(Beginning of Dataset entries)

PR #114, opened 2024-03-19
[2.8] Backup and Restore Extensions

nickwsuse:
Extensions in this PR are to enable and enhance backup/restore checks.


nickwsuse:
Charts extensions were moved into the actions/extensions part of r/r so this PR is no longer needed.

PR #117, opened 2024-03-22
Update Rancher leader extension to use lease instead of configmap

Priyashetty17:
## Issue: 
https://github.com/rancher/qa-tasks/issues/1239

## Problem: 
- Starting from Rancher version **2.8.3** and continuing into version 2.9.X, Rancher now uses `only Lease objects `for leader election. Before this change, it used a mix of ConfigMap and Lease objects. This implies that `lease object exists in 2.7, 2.8 and 2.9 releases`. So, "rancherleader" extension should be updated to use lease object instead of configmap.

## Solution
- Update the "rancherleader" extension  to retrieve the rancher leader pod name using lease object.
```
https://Rancher_url/v1/coordination.k8s.io.leases?fieldSelector=metadata.name=cattle-controllers
```

**Backports:** Since `Lease` object is available in 2.7 and 2.8, we need backports for this
- 2.8: https://github.com/rancher/shepherd/pull/124
- 2.7: https://github.com/rancher/shepherd/pull/123

**Note**: Marking this blocker since without this PR, the existing tests using this extension won't work for 2.8.3 and 2.9.

### DIFF
--- a/extensions/rancherleader/rancherleader.go
+++ b/extensions/rancherleader/rancherleader.go
@@ -1,40 +1,33 @@
 package rancherleader
 
 import (
-	"encoding/json"
-
 	"github.com/rancher/shepherd/clients/rancher"
-	"github.com/rancher/shepherd/extensions/configmaps"
+	v1 "github.com/rancher/shepherd/clients/rancher/v1"
+	coordinationv1 "k8s.io/api/coordination/v1"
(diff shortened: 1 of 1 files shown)


caliskanugur (approved):
Looks good to me

igomez06 (approved):
LGTM

PR #120, opened 2024-03-22
[2.8] Add a Workflow That Verifies Changes

caliskanugur:
Adds a workflow that:

- Verifies mod file changes
- Builds packages inside `pkg`, `client`, and `extensions` dirs
- Uses `golangci-lint` to check linter issues

Triggers on:

- Every push (merges in this case)
- And when a pull request opens targeting `release/*` or `main`

### DIFF
--- a/.github/scripts/build-packages.sh
+++ b/.github/scripts/build-packages.sh
@@ -1,0 +1,13 @@
+#!/bin/bash
+set -e
+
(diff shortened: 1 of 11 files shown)


floatingman (approved):

igomez06 (approved):
LGTM

PR #127, opened 2024-03-25
Add Wrangler client to shepherd with cleanup functions

floatingman:
To use Wrangler in Rancher automation tests, it is necessary to import the associated Wrangler functions and override methods to provide access to the test session for test cleanup purposes


floatingman:
Major additions are: 
clients/wrangler/clients/clients.go

PR #133, opened 2024-03-27
Added Wrangler client with cleanup and Wrangler Context

floatingman:
To use Wrangler for various functions in Shepherd, it is necessary to create a client and context used by Wrangler so cleanup will be performed in tests.

I know many files are included in this PR, but most are just from generated code.

Some files of note to look at are:
clients/wrangler/clients/clients.go
pkg/wrangler/context.go
pkg/schemas/management.cattle.io/v3/schema.go


floatingman:
https://github.com/rancher/qa-tasks/issues/1179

(End of Dataset entries)

_Brief_: Lines from the entries that contain the string "scripts" must be found and copied.

_Written solution_:
--- a/.github/scripts/build-packages.sh
+++ b/.github/scripts/build-packages.sh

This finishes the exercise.